Brewing Vodka: Distilling Pure Knowledge for Lightweight Threat Detection in Audit Logs

Advanced Persistent Threats (APTs) are continuously evolving, leveraging their stealthiness and persistence to put increasing pressure on current provenance-based Intrusion Detection Systems (IDS). This evolution exposes several critical issues: (1) The dense interaction between malicious and benign nodes within provenance graphs introduces neighbor noise, hindering effective detection; (2) The complex prediction mechanisms of existing APTs detection models lead to the insufficient utilization of prior knowledge embedded in the data; (3) The high computational cost makes detection impractical. To address these challenges, we propose Vodka, a lightweight threat detection system built on a knowledge distillation framework, capable of node-level detection within audit log provenance graphs. Specifically, Vodka applies graph Laplacian regularization to reduce neighbor noise, obtaining smoothed and denoised graph signals. Subsequently, Vodka employs a teacher model based on GNNs to extract knowledge, which is then distilled into a lightweight student model. The student model is designed as a trainable combination of a feature transformation module and a personalized PageRank random walk label propagation module, with the former capturing feature knowledge and the latter learning label and structural knowledge. After distillation, the student model benefits from the knowledge of the teacher model to perform precise threat detection. Finally, Vodka reconstructs attack paths from anomalous nodes, providing insight into the attackers' strategies. We evaluate Vodka through extensive experiments on three public datasets and compare its performance against several state-of-the-art IDS solutions.
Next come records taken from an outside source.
PR #1964, opened 2025-01-16
Add Cloud statistics

jpwhite4:
image


eiffel777:
This is being replaced by https://github.com/ubccr/xdmod/pull/1976 right? That PR adds the same statistics and adds all the tests.

PR #1991, opened 2025-02-26
Add ability to add additional database migration classes.

aaronweeden:
## Description

This PR adds the ability to add additional database migration classes by defining them in the same namespace and ending their names with `DatabasesMigration`.

This is useful for, e.g., https://github.com/ubccr/xdmod-ondemand/pull/84.

## Tests performed

I tested https://github.com/ubccr/xdmod-ondemand/pull/84 in tandem with this PR.

### DIFF
--- a/classes/OpenXdmod/Migration/MigrationFactory.php
+++ b/classes/OpenXdmod/Migration/MigrationFactory.php
@@ -65,7 +65,7 @@ class MigrationFactory
                     $toVersion
                 );
 
-                // Run each of the other DatabasesMigration classes in the
+                // Add each of the other DatabasesMigration classes in the
                 // namespace.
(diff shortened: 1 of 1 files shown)


jpwhite4:
I don't thinkit is a good idea to hardcode submodule names into the core. How about just have the code detect any database migrations classes and run them automatically. (run the additional migrations in alphabetical order by classname so that migrations are deterministic)

aaronweeden:
> I don't thinkit is a good idea to hardcode submodule names into the core. How about just have the code detect any database migrations classes and run them automatically. (run the additional migrations in alphabetical order by classname so that migrations are deterministic)

@jpwhite4 I have updated this.

jpwhite4 (approved):

PR #1993, opened 2025-02-28
Use specific mongodb version

aestoltm:
## Description

Downloading the current mongodb version with pecl has issues, `yes '' | pecl install mongodb || true` results in:
```
PHP Warning:  PHP Startup: Unable to load dynamic library 'mongodb.so' (tried: /usr/lib64/php/modules/mongodb.so (/usr/lib64/php/modules/mongodb.so: undefined symbol: _zval_ptr_dtor), /usr/lib64/php/modules/mongodb.so.so (/usr/lib64/php/modules/mongodb.so.so: cannot open shared object file: No such file or directory)) in Unknown on line 0
WARNING: channel "pecl.php.net" has updated its protocols, use "pecl channel-update pecl.php.net" to update
pecl/mongodb requires PHP (version >= 8.1.0, version <= 8.99.99), installed version is 7.4.33
No valid packages found
install failed
```

Our 11.0 [docs](https://open.xdmod.org/11.0/upgrade.html) specify the mongodb version to `1.18.1` which does work. However, pecl php docs show that the latest supported version is 1.20.1

## Motivation and Context

Can't build xdmod without php mongodb package

## Tests performed

Tested in docker container

## Checklist:

### DIFF
--- a/.circleci/config.yml
+++ b/.circleci/config.yml
@@ -43,7 +43,7 @@ jobs:
           command: dnf install -y php libzip-devel php-pear php-devel
       - run:
           name: Install MongoDB Pear module
-          command: yes '' | pecl install mongodb-1.18.1 || true
+          command: yes '' | pecl install mongodb-1.20.1 || true
       - run:
             name: install the composer dependencies
             command: composer install
--- a/.circleci/config.yml
+++ b/.circleci/config.yml
@@ -43,7 +43,7 @@ jobs:
           command: dnf install -y php libzip-devel php-pear php-devel
       - run:
           name: Install MongoDB Pear module
-          command: yes '' | pecl install mongodb || true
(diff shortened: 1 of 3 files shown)


ryanrath (approved):

jpwhite4:
Is that version of mongo still supported? If not is there a more recent compatible version?

aestoltm:
> Is that version of mongo still supported? If not is there a more recent compatible version?

I believe it is still supported. The pecl php [site](https://pecl.php.net/package/mongodb) shows active maintainers for v1.18.1. However, it does show that the latest version compatible with PHP7.4 is v1.20.1. Therefore, we could update to that version.

jpwhite4:
Please can you also updated the docs/software-requirements.md file to list 1.20 mongo library version.

aaronweeden (approved):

The results demonstrate that Vodka achieves outstanding detection accuracy across all scenarios and the detection time is 1.4 to 5.2 times faster than the current state-of-the-art methods.

翻译：高级持续性威胁（APT）持续演进，利用其隐蔽性和持久性给当前基于溯源图的入侵检测系统（IDS）带来日益增长的压力。这一演进暴露出若干关键问题：（1）溯源图中恶意节点与良性节点间的密集交互引入了邻居噪声，阻碍了有效检测；（2）现有APT检测模型复杂的预测机制导致数据中蕴含的先验知识利用不足；（3）高昂的计算成本使得检测难以实际应用。为应对这些挑战，我们提出了Vodka，一个基于知识蒸馏框架构建的轻量级威胁检测系统，能够在审计日志溯源图中实现节点级检测。具体而言，Vodka应用图拉普拉斯正则化来减少邻居噪声，获得平滑且去噪后的图信号。随后，Vodka采用基于图神经网络（GNN）的教师模型来提取知识，并将其蒸馏到一个轻量级的学生模型中。该学生模型被设计为一个可训练的特征转换模块与个性化PageRank随机游走标签传播模块的组合，前者用于捕获特征知识，后者则学习标签和结构知识。经过蒸馏后，学生模型受益于教师模型的知识，能够执行精确的威胁检测。最后，Vodka从异常节点重建攻击路径，从而洞察攻击者的策略。我们在三个公开数据集上通过大量实验评估了Vodka，并将其性能与多种最先进的IDS解决方案进行了比较。结果表明，Vodka在所有场景下均实现了卓越的检测准确率，且检测时间比当前最先进方法快1.4至5.2倍。